**EXERCISE GOAL**:
Look through the material below and copy every line containing the word "extra".

INFORMATION SHOWN section start

PR #10797, opened 2024-05-07
fix(frontend): reduce list run latency

droctothorpe:
**Description of your changes:**
This PR updates the list runs page to reduce the number of API calls to the experiments API by retrieving all experiments with one request instead of making a discrete request for each run. It also includes a similar update for the list recurring runs page.

Standing by for design review before proceeding with test updates.

Additional information available in this issue: https://github.com/kubeflow/pipelines/issues/10778.

Shout out to @quinnovator and @tarat44 for collaborating on it. 

**Checklist:**
- [x] The title for your pull request (PR) should follow our title convention. [Learn more about the pull request title convention used in this repository](https://github.com/kubeflow/pipelines/blob/master/CONTRIBUTING.md#pull-request-title-convention).

PR #13951, opened 2026-08-02
fix(backend, frontend): skip the unused run count query on the runs list page

### LINKED ISSUE #11346: [frontend] Kubeflow does N queries for in the "Runs" page
### Environment

Kubeflow pipelines standalone, AWS setup

### Steps to reproduce
Open your network panel in dev tools.  Navigate to the Runs page and look at your network console. Try to increase page size in the UI, and see many requests.

When navigating to the "Runs" page, kubeflow will send an API call to fetch a list of runs. There are two problems here:
1) This query returns a `total_size` field, which does unneeded COUNT(*) query on the whole "run_details" table, the count is not even displayed in the UI.
2) More important, after the run list is fetched, the UI will do an **API call per run** (which is a DB query) to get its associated pipeline.  This is very slow. Instead, the runs API could simply do an SQL JOIN to get the pipeline info.
This is really slow, even for page size of 10, tested with my medium size RDS instance. When page size is 100, this page will do **over 100 SQL queries**.

image

### Expected result
To get the runs data with the pipeline info, one query should be enough. Page should load faster.
### Materials and Reference

---

Sharkyii:

Two independent causes were bundled into this one bug report. This PR resolves the first and partially improves the second.

Backend: `ListRuns` always ran a second, unconditional query just to compute `total_size`, even though the frontend never reads it. Adds an optional `skip_count` field to `ListRunsRequest` (default `false`, so every existing caller and the `total_size` integration tests keep their exact current behavior) that lets a caller skip that extra query. The KFP frontend is the one caller that actually sets it, since it never uses the value.

Frontend: `RunList.tsx` and `ExperimentList.tsx` pass `skip_count` on the run-list requests that never display a total. `RunList.tsx` already batched experiment lookups into one `listExperiments` call (from #10797); it now also deduplicates pipeline-version lookups, so for R displayed runs referencing U unique `(pipelineId, pipelineVersionId)` pairs it makes U requests instead of R. Failed lookups keep their original 403/404/network detail instead of being replaced with a generic message.

**What this PR does not accomplish:**

- It does not eliminate the general pipeline-version N+1 lookup pattern. If every displayed run references a different version then U = R, and the number of version requests is unchanged.
- It does not implement the batch/join solution requested in #11346, so that issue should remain open.

An earlier revision batched lookups per pipeline via `listPipelineVersions` with an `IN` filter. That was reverted: `GetPipelineVersion` authorizes `get` with the version ID as the resource name, while `ListPipelineVersions` authorizes `list` against the namespace, and Kubernetes `resourceNames` cannot scope a `list`. Users holding resource-scoped `get` would have seen 403s on every row. `ListPipelineVersions` also issues an unconditional `count(*)` alongside the rows query, making the worst case (N runs from N distinct pipelines) more expensive than the point gets it replaced.

Related: #12827 adds experiment/pipeline display names directly onto the Run proto via backend joins, a more complete fix for the pipeline lookup half of this, but it's stalled (never tested, stale since June) and doesn't touch the total_size half at all. This doesn't duplicate that work, and isn't blocked by it landing.

Refs #11346

**Checklist:**


Sharkyii:
@zazulam, please have a look when you’re free. You mentioned in the meeting that you’d take a look at this.

frontend/src/pages/RunList.tsx
```diff
@@ -498,16 +502,70 @@ class RunList extends React.PureComponent<RunListProps, RunListState> {
...
+    await Promise.all(
+      uniquePipelineIds.map(async (pipelineId) => {
+        try {
+          const response = await Apis.pipelineServiceApiV2.listPipelineVersions(
+            pipelineId,
+            undefined,
+            // Large enough to cover the vast majority of pipelines in one call. Runs whose
+            // version isn't found here (a pipeline with more versions than this covers) fall
+            // back to a direct per-run lookup in _setPipelineVersionName.
+            1000,
```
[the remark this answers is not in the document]
Sharkyii: Good catch, will fetch only the exact referenced version IDs instead of listing up to 1000.

frontend/src/components/ExperimentList.test.tsx
```diff
@@ -254,6 +254,7 @@ describe('ExperimentList', () => {
           ],
         } as V2beta1Filter),
       ),
+      true,
```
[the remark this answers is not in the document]
Sharkyii: This is a false positive. `ExperimentList.tsx` just renders `RunList`, and `RunList` handles the fetch. Since `_loadRuns` always passes `true` now, the spy gets `true` here as expected. No production change is needed.

frontend/src/pages/RunList.tsx
```diff
@@ -499,30 +507,72 @@ class RunList extends React.PureComponent<RunListProps, RunListState> {
...
+        });
+      }
+    });
+
+    const pipelineVersionsByKey = new Map<string, V2beta1PipelineVersion>();
+    await Promise.all(
+      Array.from(uniqueVersionRefs.entries()).map(
+        async ([key, { pipelineId, pipelineVersionId }]) => {
+          try {
+            const pipelineVersion = await Apis.pipelineServiceApiV2.getPipelineVersion(
```
jeffspahr, line 538: [P2] This still leaves the reported N+1 path for pages whose runs reference different versions. `Promise.all` issues one `getPipelineVersion` request per distinct `(pipelineId, pipelineVersionId)`, so 100 distinct references still produce 100 API calls and DB queries; the added test only covers two runs sharing the same pair. Please use a lightweight batch/join for display names, or narrow the PR/issue claim to duplicate-request deduplication and leave #11346 open.

frontend/src/pages/RunList.tsx
```diff
@@ -394,6 +399,7 @@ class RunList extends React.PureComponent<RunListProps, RunListState> {
           request.pageSize,
           request.sortBy,
           request.filter,
+          /* skip_count */ true, // this page never displays the total run count
```
jeffspahr, line 402: [P2] Please also pass this flag from `frontend/src/pages/ExperimentList.tsx`. Its `_reload` issues one `listRuns` call per displayed experiment at lines 222-239, consumes only `response.runs`, and still omits `skip_count`, so every experiment row retains the expensive count query this flag is intended to avoid. Update the matching page test as well.

frontend/src/pages/RunList.tsx
```diff
@@ -499,30 +507,72 @@ class RunList extends React.PureComponent<RunListProps, RunListState> {
...
           pipelineId: pipelineVersion.pipeline_id,
           usePlaceholder: false,
           versionId: pipelineVersion.pipeline_version_id,
         };
-      } catch (err) {
-        displayRun.error =
-          'Failed to get associated pipeline version: ' + (await errorToMessage(err));
-        return;
+      } else {
+        displayRun.error = 'Failed to get associated pipeline version';
```
jeffspahr: [P2] Preserve the original lookup error instead of replacing every failure with this generic message. The catch above currently only logs `err`, whereas the previous implementation appended `await errorToMessage(err)` to the row error; users therefore lose useful 403/404/network details from the warning. Store failures by key alongside successful versions and use the keyed error here, with a rejection-path test.

jeffspahr (changes requested):
Requesting changes for three remaining performance and error-handling issues. The backend/API and generated-client changes otherwise look sound.

frontend/src/pages/RunList.tsx
Sharkyii: The dedup only helped when runs shared a version, which isn't the reported case. Now batching instead: version IDs are grouped by pipeline and fetched with one listPipelineVersions call per pipeline using an IN filter.
Checked in the browser with 20 runs across 20 distinct versions in 5 pipelines: 20 requests before, 5 after. Also replaced the test so it actually covers distinct versions, not just the shared-pair case.
Worth flagging: this is a frontend batch, not the SQL join #11346 asks for - that also wants experiment data joined in.

frontend/src/pages/RunList.tsx
Sharkyii: Added skip_count to the per-experiment listRuns call in ExperimentList._reload and updated the assertion in ExperimentList.test.tsx.

frontend/src/pages/RunList.tsx
Sharkyii: Fixed. Failures now go into an errorsByKey map alongside the successful lookups, so the row shows the real 403/404/network message instead of the generic one. If a batched request fails, every version ID it asked for gets that error. Added a rejection-path test.

frontend/src/pages/RunList.tsx
```diff
@@ -499,30 +508,98 @@ class RunList extends React.PureComponent<RunListProps, RunListState> {
...
+        const versionIds = versionIdsByPipelineId.get(pipelineId) || new Set<string>();
+        versionIds.add(pipelineVersionId);
+        versionIdsByPipelineId.set(pipelineId, versionIds);
+      }
+    });
+
+    const pipelineVersionsByKey = new Map<string, V2beta1PipelineVersion>();
+    const errorsByKey = new Map<string, string>();
+    await Promise.all(
+      Array.from(versionIdsByPipelineId.entries()).map(async ([pipelineId, versionIds]) => {
```
jeffspahr: [P2] This still leaves the worst-case N+1 path. The Promise.all creates one listPipelineVersions call per distinct pipeline, so N runs from N pipelines still make N HTTP requests. On the SQL store each list also executes both the version rows query and an unconditional count query, making this case more expensive than the previous point gets. Please use a lightweight cross-pipeline batch/join; otherwise preserve the point-get path for singleton pipelines, narrow the PR claim, and leave #11346 open.

frontend/src/pages/RunList.tsx
```diff
@@ -499,30 +508,98 @@ class RunList extends React.PureComponent<RunListProps, RunListState> {
...
+              predicates: [
+                {
+                  key: 'pipeline_version_id',
+                  operation: V2beta1PredicateOperation.IN,
+                  string_values: { values: requestedIds },
+                },
+              ],
+            } as V2beta1Filter),
+          );
+          const response = await Apis.pipelineServiceApiV2.listPipelineVersions(
```
jeffspahr: [P2] This changes the permission required to render the pipeline name from get to list. getPipelineVersion authorizes get against the referenced pipeline, while listPipelineVersions authorizes list for the namespace. Those verbs are independent, and resource-name-scoped roles can grant get without a usable list permission, so valid least-privilege users will now see 403 row errors for every referenced pipeline. Please preserve get-compatible authorization via a batch-by-ID API or fall back to keyed gets when the batch is forbidden, and add multi-user coverage.

frontend/src/pages/RunList.tsx
```diff
@@ -499,30 +508,98 @@ class RunList extends React.PureComponent<RunListProps, RunListState> {
...
+      if (pipelineVersion) {
         displayRun.pipelineVersion = {
           displayName: pipelineVersion.display_name,
           pipelineId: pipelineVersion.pipeline_id,
           usePlaceholder: false,
           versionId: pipelineVersion.pipeline_version_id,
         };
-      } catch (err) {
+      } else {
+        const errorMessage = errorsByKey.get(key);
```
jeffspahr, line 579: [P2] A missing or deleted version still loses the actionable 404 detail. listPipelineVersions legitimately returns 200 with an empty or partial result for requested IDs that no longer exist, but errorsByKey is populated only when the entire batch rejects. Those omitted IDs therefore reach this branch with no errorMessage and get only the generic text, unlike the previous getPipelineVersion path. Please fall back only for omitted IDs, as the PR description currently promises, or provide deterministic not-found detail, and cover a partial-response case.

jeffspahr (changes requested):
The ExperimentList skip_count path and whole-batch error propagation are fixed. Requesting changes for the remaining worst-case fan-out, multi-user RBAC regression, and missing-version error regression.

frontend/src/pages/RunList.tsx
Sharkyii: Agreed. The count(*) makes the worst-case fan-out even worse. I’ve reverted the batching and kept this PR focused on deduplicating lookups.

frontend/src/pages/RunList.tsx
Sharkyii: Reverted the batching. `get` and `list` have different RBAC behavior, so resource-scoped `get` users could hit 403s on every row.

A fallback to keyed gets would just patch around the issue, so I went back to point gets until we have a proper batch-by-ID API.

frontend/src/pages/RunList.tsx
Sharkyii: Also fixed by the revert. Point gets give us the actual 404 for missing versions instead of the generic error.

Sharkyii:
Latest changes-
* Added `skip_count` and updated the test.
* Preserved the actual 403/404/network errors per version.
* Reverted batching due to RBAC issues and the extra count query.

So this PR now just deduplicates repeated version requests. #11346 stays open for the proper batch/join fix.

jeffspahr (changes requested):
Re-review of `3f298fa46991`: the revert resolves the RBAC regression and restores the original 403/404/network details for failed version lookups. One scope issue remains:

**[P2] Update the PR description and issue-closing claim.** The current implementation calls `getPipelineVersion` once per unique `(pipelineId, pipelineVersionId)` pair. That usefully deduplicates repeated references, but `N` distinct versions still produce `N` requests. The description still claims the reverted per-pipeline batching and fallback behavior, and `Fixes: #11346` would close the general N+1 issue without resolving it.

Please rewrite the description to match the current implementation and remove the closing keyword (for example, use `Refs #11346`). The backend/API changes and generated clients otherwise look sound.

jeffspahr:
### What this PR accomplishes

- Adds an opt-in `skip_count` parameter and uses it in the frontend paths that do not consume `total_size`, avoiding an unused count query on those run-list requests.
- Deduplicates identical pipeline-version point lookups. For `R` displayed runs referencing `U` unique `(pipelineId, pipelineVersionId)` pairs, the frontend now makes `U` version requests instead of `R`.
- Retains resource-scoped `get` authorization and preserves useful 403/404/network error details.

### What this PR does not accomplish

- It does not eliminate the general pipeline-version N+1 lookup pattern.
- If every displayed run references a different version, then `U = R`, so the number of version requests is unchanged.
- It does not implement the batch/join solution requested by #11346, so that issue should remain open.

Overall, this is a useful incremental optimization with narrower scope than the current PR description states.

Sharkyii:
**Where things stand:** Experiment lookups are already batched into a single `listExperiments` call (#10797). #13951 adds `skip_count`, which removes the unnecessary `COUNT(*)` from `ListRuns`, and also dedupes identical version lookups. The problem is that if R runs reference U unique versions, we're still making U requests, so the N+1 issue remains.

**One approach I tried:** I tested batching per pipeline using `listPipelineVersions` with a `pipeline_version_id IN (...)` filter. It reduces the number of requests quite a bit, but I reverted it because of the authorization model. `GetPipelineVersion` authorizes `get` using the version ID as the resource name, while `ListPipelineVersions` uses `list` at the namespace level. Since Kubernetes doesn't support `resourceNames` for `list`, callers with only resource-scoped `get` permissions would get 403s for every row. `ListPipelineVersions` also does an unconditional `count(*)`, so in the worst case (N runs across N pipelines) it can actually be slower than the individual gets.

So whatever we do needs to remain compatible with the existing `get` authorization model.

**Proposed idea:** a batch-by-ID endpoint like `BatchGetPipelineVersions(pipeline_version_ids[])` that checks `get` permission for each requested ID and only returns versions the caller is allowed to see. This keeps the current permission model, avoids the count query, and lets the frontend control what it fetches.

**Idea:** a batch-by-ID endpoint - `BatchGetPipelineVersions(pipeline_version_ids[])` - that uses the existing `get` authorization for each requested ID and only returns versions the caller can access. This keeps the current permission model intact, avoids the count query, and lets the frontend control what it fetches.

jeffspahr (changes requested):
Re-review of `3f298fa46991`: the updated PR title and description now accurately describe the narrower optimization, and I found no remaining implementation issue. One merge-metadata issue remains:

**[P2] Rewrite the stale source commit message before merge.** Commit [`d6bb2254c5fa`](https://github.com/kubeflow/pipelines/commit/d6bb2254c5fa166c92f502b6177731a878d531f3) still starts with `Fixes #11346` and describes the reverted per-pipeline batching/fallback behavior. This repository is configured to build squash messages from `COMMIT_MESSAGES`, so that text is carried into the commit landing on `master`. [GitHub applies closing keywords in commit messages](https://docs.github.com/en/issues/tracking-your-work-with-issues/using-issues/linking-a-pull-request-to-an-issue) when they reach the default branch, even though the containing PR is not shown as linked.

Please rewrite/squash the branch so the landing commit omits `Fixes #11346` and the obsolete batching description. The current `Refs #11346` scope in the PR body is appropriate, and #11346 should remain open for the general batch/join solution.

Sharkyii:
Squashed the branch into one commit so there's no stale message left - same code, Refs #11346, f1c5abb9c. Earlier inline comments may show as outdated since they were anchored to commits that no longer exist.

jeffspahr (commented):
Re-review of `e7a255c14f16`: no remaining findings.

The history rewrite resolves the final merge-metadata concern. The scoped commit `f1c5abb9cda0` has the exact same tree as the previously reviewed head, and the current base-to-head patch has the same stable patch ID and 21-file scope. Its title/body accurately describe the count-query optimization and duplicate pipeline-version lookup deduplication, use `Refs #11346`, and contain no closing keyword or stale current-behavior batching claim. The subsequent `master` merge introduces no custom conflict resolution.

#11346 remains open with no closing reference. Fresh CI on this head has 205 passing checks and no failures, and the branch is current with `master`.

jeffspahr:
/approve
/lgtm

Nice work @Sharkyii! Thanks for the contribution!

INFORMATION SHOWN section end

**ANSWER BOX**:
Backend: `ListRuns` always ran a second, unconditional query just to compute `total_size`, even though the frontend never reads it. Adds an optional `skip_count` field to `ListRunsRequest` (default `false`, so every existing caller and the `total_size` integration tests keep their exact current behavior) that lets a caller skip that extra query. The KFP frontend is the one caller that actually sets it, since it never uses the value.
* Reverted batching due to RBAC issues and the extra count query.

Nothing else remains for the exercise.